§ Exercise details:
State how many lines of the entries hold the string "result", and output nothing but that count.

Items from a dataset:
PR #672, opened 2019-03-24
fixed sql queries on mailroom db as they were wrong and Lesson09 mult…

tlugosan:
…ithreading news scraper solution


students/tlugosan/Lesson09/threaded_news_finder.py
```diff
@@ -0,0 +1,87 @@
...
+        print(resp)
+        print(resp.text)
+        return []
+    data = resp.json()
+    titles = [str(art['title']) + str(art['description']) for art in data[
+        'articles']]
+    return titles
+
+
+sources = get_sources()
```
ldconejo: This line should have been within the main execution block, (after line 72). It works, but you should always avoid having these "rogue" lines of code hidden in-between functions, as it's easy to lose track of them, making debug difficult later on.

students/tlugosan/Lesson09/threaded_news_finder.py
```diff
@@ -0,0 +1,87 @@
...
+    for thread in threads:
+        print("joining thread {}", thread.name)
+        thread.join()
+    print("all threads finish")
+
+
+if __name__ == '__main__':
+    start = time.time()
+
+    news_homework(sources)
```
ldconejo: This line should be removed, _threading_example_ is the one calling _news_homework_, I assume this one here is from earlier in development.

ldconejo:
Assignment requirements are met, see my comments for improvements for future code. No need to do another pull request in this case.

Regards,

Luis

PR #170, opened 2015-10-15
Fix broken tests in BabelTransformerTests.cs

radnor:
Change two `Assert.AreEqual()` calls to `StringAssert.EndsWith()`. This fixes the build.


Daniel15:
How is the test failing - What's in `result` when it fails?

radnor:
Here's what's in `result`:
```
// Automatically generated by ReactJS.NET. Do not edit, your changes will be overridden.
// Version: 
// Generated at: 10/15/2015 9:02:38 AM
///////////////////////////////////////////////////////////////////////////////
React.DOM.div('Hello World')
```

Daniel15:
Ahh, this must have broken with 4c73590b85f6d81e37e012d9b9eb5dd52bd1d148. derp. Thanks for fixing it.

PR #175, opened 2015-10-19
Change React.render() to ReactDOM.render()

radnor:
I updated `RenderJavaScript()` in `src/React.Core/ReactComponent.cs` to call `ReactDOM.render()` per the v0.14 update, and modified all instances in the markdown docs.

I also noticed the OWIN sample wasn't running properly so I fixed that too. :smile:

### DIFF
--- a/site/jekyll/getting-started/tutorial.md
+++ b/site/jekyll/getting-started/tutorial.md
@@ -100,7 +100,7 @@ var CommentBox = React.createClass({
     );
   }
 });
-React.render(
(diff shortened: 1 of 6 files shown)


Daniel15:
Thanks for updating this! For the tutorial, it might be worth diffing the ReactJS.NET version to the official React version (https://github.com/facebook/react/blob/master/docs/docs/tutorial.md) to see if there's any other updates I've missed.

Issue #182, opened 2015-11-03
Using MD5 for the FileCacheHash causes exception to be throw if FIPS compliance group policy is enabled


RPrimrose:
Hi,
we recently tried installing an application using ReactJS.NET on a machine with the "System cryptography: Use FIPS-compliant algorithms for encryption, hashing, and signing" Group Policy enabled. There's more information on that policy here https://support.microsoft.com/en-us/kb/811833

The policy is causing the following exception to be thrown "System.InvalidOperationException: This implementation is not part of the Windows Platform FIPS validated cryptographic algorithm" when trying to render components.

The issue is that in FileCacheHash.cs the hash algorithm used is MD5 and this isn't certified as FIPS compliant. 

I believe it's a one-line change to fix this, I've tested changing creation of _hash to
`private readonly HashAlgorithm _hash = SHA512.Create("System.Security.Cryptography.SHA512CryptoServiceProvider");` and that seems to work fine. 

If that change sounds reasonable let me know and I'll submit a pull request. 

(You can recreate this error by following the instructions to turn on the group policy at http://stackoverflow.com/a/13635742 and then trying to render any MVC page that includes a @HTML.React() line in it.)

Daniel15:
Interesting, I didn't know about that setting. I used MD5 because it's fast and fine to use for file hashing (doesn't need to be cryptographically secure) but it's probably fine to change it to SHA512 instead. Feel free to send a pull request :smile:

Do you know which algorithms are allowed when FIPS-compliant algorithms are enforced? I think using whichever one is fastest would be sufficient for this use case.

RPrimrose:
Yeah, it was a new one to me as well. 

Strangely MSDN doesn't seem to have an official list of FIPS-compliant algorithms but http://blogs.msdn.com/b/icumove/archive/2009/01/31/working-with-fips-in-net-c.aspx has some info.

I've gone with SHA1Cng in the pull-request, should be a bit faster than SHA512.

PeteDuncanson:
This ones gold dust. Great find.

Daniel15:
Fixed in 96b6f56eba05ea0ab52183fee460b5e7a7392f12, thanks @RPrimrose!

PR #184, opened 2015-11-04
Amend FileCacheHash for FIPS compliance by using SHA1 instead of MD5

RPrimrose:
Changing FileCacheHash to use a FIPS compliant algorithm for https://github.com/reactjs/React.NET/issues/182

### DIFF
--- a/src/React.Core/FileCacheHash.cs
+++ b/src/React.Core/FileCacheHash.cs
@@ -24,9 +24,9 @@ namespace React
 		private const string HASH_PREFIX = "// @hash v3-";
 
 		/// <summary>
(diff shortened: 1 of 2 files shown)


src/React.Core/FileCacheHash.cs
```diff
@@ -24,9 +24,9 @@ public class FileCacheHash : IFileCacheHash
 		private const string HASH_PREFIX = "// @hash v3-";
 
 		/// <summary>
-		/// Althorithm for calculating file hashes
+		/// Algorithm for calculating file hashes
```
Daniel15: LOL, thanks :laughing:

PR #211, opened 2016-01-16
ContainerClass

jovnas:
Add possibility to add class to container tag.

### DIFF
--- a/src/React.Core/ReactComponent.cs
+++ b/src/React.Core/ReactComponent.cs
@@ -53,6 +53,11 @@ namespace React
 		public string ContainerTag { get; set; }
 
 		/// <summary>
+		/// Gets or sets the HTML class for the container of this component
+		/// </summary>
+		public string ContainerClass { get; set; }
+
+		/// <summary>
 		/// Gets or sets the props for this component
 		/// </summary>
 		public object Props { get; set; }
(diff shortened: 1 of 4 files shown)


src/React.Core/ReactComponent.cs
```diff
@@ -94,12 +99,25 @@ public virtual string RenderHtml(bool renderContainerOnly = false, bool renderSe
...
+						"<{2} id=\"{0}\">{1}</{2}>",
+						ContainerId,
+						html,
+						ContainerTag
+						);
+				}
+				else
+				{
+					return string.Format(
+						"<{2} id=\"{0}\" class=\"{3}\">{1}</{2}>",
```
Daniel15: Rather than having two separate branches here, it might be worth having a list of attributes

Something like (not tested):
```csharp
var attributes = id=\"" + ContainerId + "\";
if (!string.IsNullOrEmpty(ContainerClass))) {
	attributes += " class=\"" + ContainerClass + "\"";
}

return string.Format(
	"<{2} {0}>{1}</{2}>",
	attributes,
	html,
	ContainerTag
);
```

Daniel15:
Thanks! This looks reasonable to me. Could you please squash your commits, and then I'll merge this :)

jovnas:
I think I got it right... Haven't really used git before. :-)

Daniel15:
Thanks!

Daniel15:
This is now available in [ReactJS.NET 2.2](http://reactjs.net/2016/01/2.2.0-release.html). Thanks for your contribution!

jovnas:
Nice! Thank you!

§ Task solution:
2